Fighting cancer: remodeling the tumor microenvironment

Studying the tumour immune microenvironment

Tumours are defined by the sum of a tumour microenvironment and tumour cells. The reprogramming of immune cells within the tumour immune microenvironment (TIME) contributes to cancer development, progression and metastasis. Immune cells with immunosuppressive functions play a key role in oncogenesis and rely on mitochondria to maintain their energy production and growth.

Atovaquone (ATO), a drug used to treat malaria, is known to inhibit the mitochondrial respiratory chain. Researchers have recently developed a mitochondria-targeted derivative of atovaquone (Mito-ATO) that inhibits the mitochondrial respiratory chain and anti-tumour activity in vivo. Using an in situ vaccination approach, local injection of Mito-ATO into primary tumours triggered potent T-cell immune responses locally and at distant tumour sites.

To study TIME, the researchers sequenced the RNA of immune cells from mice with lung tumours, treated with or without Mito-ATO, making it possible to map the different types of immune cells present in TIME. They found that treatment with Mito-ATO led to a significant reduction in the proportion of depleted CD8- T lymphocytes and an increase in the proportion of effector ("anti-tumour") memory CD8- T lymphocytes, which will be able to fight any recurrence. Mito-ATO also over-expresses genes involved in the recruitment of CD8+ T lymphocytes.

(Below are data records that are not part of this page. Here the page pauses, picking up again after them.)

PR #1483, opened 2024-07-05
cmake: use Ccache if it's available

clementperon:
If ccache tool is available use it for both compiling and linking

I will introduce in another MR the save/restore of the ccache database for github ci runners


tigercosmos:
Just triggered the CI. Let's see if CI shows there is a CCache or not.

tigercosmos:
Checked the CI, seems that we need to set up CCache ourselves

seladb (approved):

Issue #1384, opened 2024-05-05
Find alternative package for netifaces 


zhengfeihe:
I found `netifaces` package is no longer under maintained since python3.9 , detailed info here: https://github.com/al45tair/netifaces/issues/78. Some other projects have moved to using other packages, eg `psutil`: https://github.com/ros2/ros2cli/pull/875

Maybe we can also move to using other under maintained, reliable packages as well.

zhengfeihe:
I'd like to work on this after I finish my current pr.

seladb:
@zhengfeihe are you still planning to work on this?

seladb:
By the way, there is this project: https://github.com/SamuelYvon/netifaces-2

But I'm not sure it'll work well on FreeBSD: https://github.com/SamuelYvon/netifaces-2/issues/36

tigercosmos:
FreeBSD can be treated as a special case, I guess.

seladb:
> FreeBSD can be treated as a special case, I guess.

Maybe... or we can try to fix this package to work with FreeBSD, or we can choose another library 🙂

zhengfeihe:
> @zhengfeihe are you still planning to work on this?

Yes.. Just got delayed onmy current pr. I will start working on this soon.

tigercosmos:
@zhengfeihe  I think you might want to work on this, going to assign you.

zhengfeihe:
> @zhengfeihe I think you might want to work on this, going to assign you.

Thanks! I already started.

tigercosmos:
As we need to support Ubuntu24.04, this issue seems to become critical at the moment.
Some error happens in the CI of the PR #1486: [Log](https://github.com/seladb/PcapPlusPlus/actions/runs/9825638625/job/27126039912)

tigercosmos:
@zhengfeihe  please confirm if you can submit the PR for this by today; otherwise, I am sorry that I have to unassign you and take over this issue.

zhengfeihe:
> @zhengfeihe please confirm if you can submit the PR for this by today; otherwise, I am sorry that I have to unassign you and take over this issue.

I will submit the pr by the end of the day.

tigercosmos:
addressed in https://github.com/seladb/PcapPlusPlus/pull/1489

PR #1486, opened 2024-07-06
support ubuntu 24 in CI

tigercosmos:
- use `venv` for pip installation
- add Ubuntu 24.04 in the CI


seladb:
@tigercosmos we need to install venv on all Linux containers to make it work. In Ubuntu the package is `python3-venv` I think, we need to figure out what the package name in the other distros

tigercosmos:
> @tigercosmos we need to install venv on all Linux containers to make it work. In Ubuntu the package is `python3-venv` I think, we need to figure out what the package name in the other distros

I see, let me figure out.

tigercosmos:
blocking by #1384 due to:
```
  DEPRECATION: netifaces is being installed using the legacy 'setup.py install' method, because it does not have a 'pyproject.toml' and the 'wheel' package is not installed. pip 23.1 will enforce this behaviour change. A possible replacement is to enable the '--use-pep517' option. Discussion can be found at https://github.com/pypa/pip/issues/8559
```

.github/workflows/build_and_test.yml
```diff
@@ -80,6 +84,19 @@ jobs:
...
+          if [ "${{ matrix.image }}" = "alpine317" ]; then
+            apk add python3 py3-virtualenv py3-virtualenv python3-dev gcc musl-dev linux-headers
+          elif [ "${{ matrix.image }}" = "rhel94" ]; then
+            yum install -y python3 python3-virtualenv python3-devel
+          elif [ "${{ matrix.image }}" = "fedora39" ]; then
+            dnf install -y python3 python3-virtualenv python3-devel
+          else
+            apt-get update
+            apt-get install -y python3 python3-venv python3-dev
+          fi
```
clementperon, line 98: this should be done in the container

.github/workflows/build_and_test.yml
```diff
@@ -31,6 +31,7 @@ jobs:
           apk update && apk add cppcheck python3-dev
           python3 -m pip install cmake-format clang-format==18.1.6
 
+      # TODO: investigate how to run pre-commit with `venv`
       - uses: pre-commit/action@2c7b3805fd2a0fd8c1884dcaebf91fc102a13ecd # v3.0.1
```
clementperon, line 35: Did you try 
```suggestion
      - name: Activate virtualenv
        run: |
          ${{ matrix.python }} -m venv ./venv
          . .venv/bin/activate
          echo PATH=$PATH >> $GITHUB_ENV

      - uses: pre-commit/action@2c7b3805fd2a0fd8c1884dcaebf91fc102a13ecd # v3.0.1
```

.github/workflows/build_and_test.yml
```diff
@@ -52,6 +53,9 @@ jobs:
     strategy:
       matrix:
         include:
+          - image: ubuntu2404
+            python: python3
```
clementperon, line 57: now that everybody use python: python3 maybe we could drop it no ?

.github/workflows/build_and_test.yml
```diff
@@ -97,15 +114,19 @@ jobs:
...
         run: |
-          ${{ matrix.python }} -m pip install -U pip
+          ${{ matrix.python }} -m venv ./venv
+          source ./venv/bin/activate
+          ${{ matrix.python }} -m pip install pip
           ${{ matrix.python }} -m pip install -r ci/run_tests/requirements.txt
           ${{ matrix.python }} ci/run_tests/run_tests.py --interface eth0 ${{ matrix.test-flags }}
 
       - name: Test Examples
+        shell: bash
```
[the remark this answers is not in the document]
tigercosmos: the default shell is `sh`, and to `source` the venv activator, we need bash.

.github/workflows/build_and_test.yml
```diff
@@ -97,15 +114,19 @@ jobs:
         run: cmake --build "$BUILD_DIR" -j
 
       - name: Test PcapPlusPlus
+        shell: bash
         run: |
-          ${{ matrix.python }} -m pip install -U pip
+          ${{ matrix.python }} -m venv ./venv
+          source ./venv/bin/activate
+          ${{ matrix.python }} -m pip install pip
```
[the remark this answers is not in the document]
tigercosmos: not sure, maybe yes, because we use venv now.

.github/workflows/build_and_test.yml
tigercosmos: ya, we can do that as well, @seladb can you update the containers?

clementperon: I can do it if you want, but you just need to open a MR here:
https://github.com/seladb/PcapPlusPlus-DockerImages

tigercosmos: cool, I didn't know this.

tigercosmos: @seladb  shouldn't [/PcapPlusPlus-DockerImages](https://github.com/seladb/PcapPlusPlus-DockerImages) under the organization?

seladb: I guess we can move it, but maybe do it after the release?

.github/workflows/build_and_test.yml
clementperon: @tigercosmos it shoul be "source ./venv/bin/activate"

tigercosmos: `source` is only for bash.  However, I cannot control to let pre-commit action to use bash. I will just convert the change, and I don't see any issue that pre-commit doesn't run in the venv.

.github/workflows/build_and_test.yml
tigercosmos: got it.

.github/workflows/build_and_test.yml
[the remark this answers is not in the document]
tigercosmos: fixed.

.github/workflows/build_and_test.yml
tigercosmos: removed all.

.github/workflows/build_and_test.yml
tigercosmos: fixed.

tigercosmos:
@seladb  ready for review.

.github/workflows/build_and_test.yml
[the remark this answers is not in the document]
seladb: In `sh`, instead of using `source` you can use `.`:
```
. ./venv/bin/activate
```

https://unix.stackexchange.com/questions/748962/how-to-activate-python-venv-in-a-non-bash-shell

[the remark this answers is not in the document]
tigercosmos: I tried, but it doesn't work.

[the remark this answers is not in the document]
tigercosmos: okay, let me try again.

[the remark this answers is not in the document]
tigercosmos: ah, well, seems it works :)

.github/workflows/build_and_test.yml
```diff
@@ -32,6 +32,7 @@ jobs:
           apk update && apk add cppcheck python3-dev
           python3 -m pip install cmake-format clang-format==18.1.6
 
+      # TODO: investigate how to run pre-commit with `venv`
```
egecetin, line 35: Not related with this PR directly but, it is possible to use [pre-commit.ci](https://https://pre-commit.ci/) but we should remove cppcheck and clang-format from pre-commit since they require pre-installed binaries.

clementperon (approved):

.github/workflows/build_and_test.yml
```diff
@@ -111,16 +107,17 @@ jobs:
 
       - name: Test PcapPlusPlus
         run: |
-          ${{ matrix.python }} -m pip install -U pip
-          ${{ matrix.python }} -m pip install -r ci/run_tests/requirements.txt
-          ${{ matrix.python }} ci/run_tests/run_tests.py --interface eth0 ${{ matrix.test-flags }}
+          python3 -m venv ./venv
```
Dimi1010, line 110: nit: Maybe move this line to it's own step? It looks weird to me that the venv is created inside the 'Test PCPP' step but the following steps also depend on it.

.github/workflows/build_and_test.yml
```diff
@@ -347,15 +345,15 @@ jobs:
...
           python -m pip install -r ci/run_tests/requirements.txt
           python ci/run_tests/run_tests.py --interface en0
 
       - name: Test Examples
         if: ${{ matrix.host-arch == matrix.arch }}
         run: |
           cd Tests/ExamplesTest
-          python -m pip install -U pip
           python -m pip install -r requirements.txt
           python -m pytest --interface en0 --use-sudo --root-path=../../Dist/examples_bin
```
Dimi1010, line 358: Why does the first step use 'venv' and the second doesn't?

seladb (approved):
Please fix @Dimi1010 's comments, otherwise LGTM

.github/workflows/build_and_test.yml
tigercosmos: Sure. Moved it to a step.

Enhancing anti-tumour immune cells

The metabolic activity studied within TIME showed that Mito-ATO significantly overexpressed oxidative phosphorylation (OXPHOS) activity in four populations of anti-tumour immune cells and suggested that this treatment could induce the differentiation of infection-fighting CD8+ T lymphocytes. In contrast, Mito-ATO significantly decreased OXPHOS activity in five pro-tumour immune cell populations.

Similarly, the key metabolic reactions of the Krebs cycle and glutaminolysis, which create energy for the cells, were intensified in anti-tumour immune cell populations, whereas they were reduced in pro-tumour immune cell populations.

Treatment with Mito-ATO also improves energy metabolism and suppresses cell death in anti-tumour immune cells, enabling them to fight cancer for longer. At the same time, Mito-ATO inhibits energy metabolism and promotes cell death in pro-tumour immune cells.

Finally, Mito-ATO has the ability to kill tumour cells directly by inhibiting tumour cell respiration, but also to promote anti-cancer immunity in the lung by remodelling the tumour microenvironment and improving the energy metabolism of anti-tumour immune cells.

Mito-ATO: a considerable clinical potential

Overall, we can therefore note that the use of Mito-ATO shuffles the cards with regard to lung cancer by promoting the proliferation and action of anti-tumour cells, while reducing the action of protumour cells.  The metabolic plasticity induced by Mito-ATO treatment could well contribute to the overall efficacy of this drug against lung tumours.

The Mito-ATO analogue, atovaquone, is already being tested in cancer clinical trials. As Mito-ATO is much more potent against human cancer cell lines than ATO, it is reasonable to predict that Mito-ATO has considerable clinical promise, alone and/or in combination with radiation or immunotherapy.

This work is the fruit of a long collaboration, recently supported by the CNRS IRP program (SuperO2) and bringing together researchers from the Institut de Chimie Radicalaire (ICR, Aix Marseille Université/CNRS), the Medical College of Wisconsin and the Houston Methodist Research Institute.